▸ **Data section**:
+++++
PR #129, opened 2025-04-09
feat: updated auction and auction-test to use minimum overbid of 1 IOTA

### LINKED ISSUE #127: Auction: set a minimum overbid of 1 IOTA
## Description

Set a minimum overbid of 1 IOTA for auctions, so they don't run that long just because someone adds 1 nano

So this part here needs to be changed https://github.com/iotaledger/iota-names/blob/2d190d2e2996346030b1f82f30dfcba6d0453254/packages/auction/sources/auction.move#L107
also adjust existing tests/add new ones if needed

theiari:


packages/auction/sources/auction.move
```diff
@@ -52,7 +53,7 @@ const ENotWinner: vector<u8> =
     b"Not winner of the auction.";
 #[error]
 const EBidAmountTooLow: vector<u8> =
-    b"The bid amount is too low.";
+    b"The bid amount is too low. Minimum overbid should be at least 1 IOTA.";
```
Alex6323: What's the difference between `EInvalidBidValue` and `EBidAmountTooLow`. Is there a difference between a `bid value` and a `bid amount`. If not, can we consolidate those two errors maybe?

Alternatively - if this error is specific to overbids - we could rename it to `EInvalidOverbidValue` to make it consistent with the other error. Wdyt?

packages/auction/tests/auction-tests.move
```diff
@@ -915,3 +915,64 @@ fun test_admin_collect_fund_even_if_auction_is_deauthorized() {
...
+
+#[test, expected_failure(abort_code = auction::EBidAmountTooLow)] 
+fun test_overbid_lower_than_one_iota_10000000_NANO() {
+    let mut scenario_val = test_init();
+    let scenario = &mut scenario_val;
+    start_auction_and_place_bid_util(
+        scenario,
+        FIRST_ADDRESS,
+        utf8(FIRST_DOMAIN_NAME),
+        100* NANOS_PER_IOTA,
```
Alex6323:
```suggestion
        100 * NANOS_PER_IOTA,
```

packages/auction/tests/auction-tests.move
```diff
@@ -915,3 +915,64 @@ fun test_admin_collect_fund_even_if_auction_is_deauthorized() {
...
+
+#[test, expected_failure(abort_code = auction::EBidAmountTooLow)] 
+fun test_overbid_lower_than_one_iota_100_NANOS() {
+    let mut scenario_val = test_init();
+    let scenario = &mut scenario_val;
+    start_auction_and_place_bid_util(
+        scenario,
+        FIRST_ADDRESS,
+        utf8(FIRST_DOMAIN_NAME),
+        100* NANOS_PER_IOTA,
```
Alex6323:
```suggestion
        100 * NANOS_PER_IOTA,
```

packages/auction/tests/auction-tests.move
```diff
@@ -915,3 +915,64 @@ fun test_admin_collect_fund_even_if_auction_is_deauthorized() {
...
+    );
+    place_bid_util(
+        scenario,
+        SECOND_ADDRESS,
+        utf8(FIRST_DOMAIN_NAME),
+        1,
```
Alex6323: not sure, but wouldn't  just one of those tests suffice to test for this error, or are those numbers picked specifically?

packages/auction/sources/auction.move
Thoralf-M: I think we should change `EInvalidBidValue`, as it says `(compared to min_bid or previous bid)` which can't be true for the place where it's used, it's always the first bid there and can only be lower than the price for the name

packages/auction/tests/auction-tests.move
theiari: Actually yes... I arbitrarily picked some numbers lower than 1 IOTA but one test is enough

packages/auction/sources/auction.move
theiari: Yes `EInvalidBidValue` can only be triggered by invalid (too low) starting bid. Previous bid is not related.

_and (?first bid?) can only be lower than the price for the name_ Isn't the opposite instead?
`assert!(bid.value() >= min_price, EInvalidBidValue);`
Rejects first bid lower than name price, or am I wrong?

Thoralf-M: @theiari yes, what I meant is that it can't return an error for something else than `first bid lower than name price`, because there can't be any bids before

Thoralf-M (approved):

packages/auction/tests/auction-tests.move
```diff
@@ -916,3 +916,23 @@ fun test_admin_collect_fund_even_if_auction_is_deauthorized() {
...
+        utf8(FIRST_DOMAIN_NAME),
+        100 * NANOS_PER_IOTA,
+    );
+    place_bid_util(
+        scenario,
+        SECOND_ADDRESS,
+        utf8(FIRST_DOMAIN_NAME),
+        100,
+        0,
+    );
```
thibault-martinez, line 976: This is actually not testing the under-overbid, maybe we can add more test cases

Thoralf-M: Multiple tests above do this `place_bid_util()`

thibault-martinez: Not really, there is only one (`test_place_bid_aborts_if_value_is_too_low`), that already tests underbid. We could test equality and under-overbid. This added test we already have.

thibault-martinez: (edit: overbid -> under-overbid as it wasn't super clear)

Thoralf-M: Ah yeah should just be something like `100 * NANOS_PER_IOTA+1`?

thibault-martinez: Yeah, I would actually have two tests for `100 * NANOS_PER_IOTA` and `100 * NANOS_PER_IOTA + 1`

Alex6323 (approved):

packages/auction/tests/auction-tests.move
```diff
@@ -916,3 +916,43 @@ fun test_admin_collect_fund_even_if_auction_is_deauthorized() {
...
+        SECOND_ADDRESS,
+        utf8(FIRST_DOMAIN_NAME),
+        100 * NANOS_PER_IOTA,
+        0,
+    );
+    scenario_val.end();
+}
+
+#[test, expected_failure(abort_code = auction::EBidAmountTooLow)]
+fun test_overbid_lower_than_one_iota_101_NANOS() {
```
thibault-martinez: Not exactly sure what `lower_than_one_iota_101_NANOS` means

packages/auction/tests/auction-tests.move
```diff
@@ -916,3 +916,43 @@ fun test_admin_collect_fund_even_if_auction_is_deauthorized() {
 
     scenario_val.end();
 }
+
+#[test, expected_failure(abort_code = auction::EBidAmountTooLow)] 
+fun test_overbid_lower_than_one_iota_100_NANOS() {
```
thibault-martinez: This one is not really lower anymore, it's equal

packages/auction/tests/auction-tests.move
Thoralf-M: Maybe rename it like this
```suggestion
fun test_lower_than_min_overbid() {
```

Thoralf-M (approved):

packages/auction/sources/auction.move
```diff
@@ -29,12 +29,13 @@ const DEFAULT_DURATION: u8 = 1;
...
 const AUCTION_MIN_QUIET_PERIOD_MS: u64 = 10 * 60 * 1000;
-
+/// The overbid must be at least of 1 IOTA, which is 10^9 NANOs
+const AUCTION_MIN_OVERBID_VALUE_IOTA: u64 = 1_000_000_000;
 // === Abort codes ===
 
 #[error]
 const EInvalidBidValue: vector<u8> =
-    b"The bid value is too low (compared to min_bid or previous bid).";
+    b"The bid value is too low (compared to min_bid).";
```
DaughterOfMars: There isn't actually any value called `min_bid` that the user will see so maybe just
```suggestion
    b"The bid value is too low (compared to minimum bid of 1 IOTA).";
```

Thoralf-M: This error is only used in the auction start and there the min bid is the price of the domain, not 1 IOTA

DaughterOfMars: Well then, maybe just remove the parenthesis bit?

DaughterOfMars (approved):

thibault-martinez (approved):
+++++
▸ **What you have to do**: Every line holding the string "like" should be copied here, so please find those lines in the data.

▸ **Final answer**:
Thoralf-M: Ah yeah should just be something like `100 * NANOS_PER_IOTA+1`?
Thoralf-M: Maybe rename it like this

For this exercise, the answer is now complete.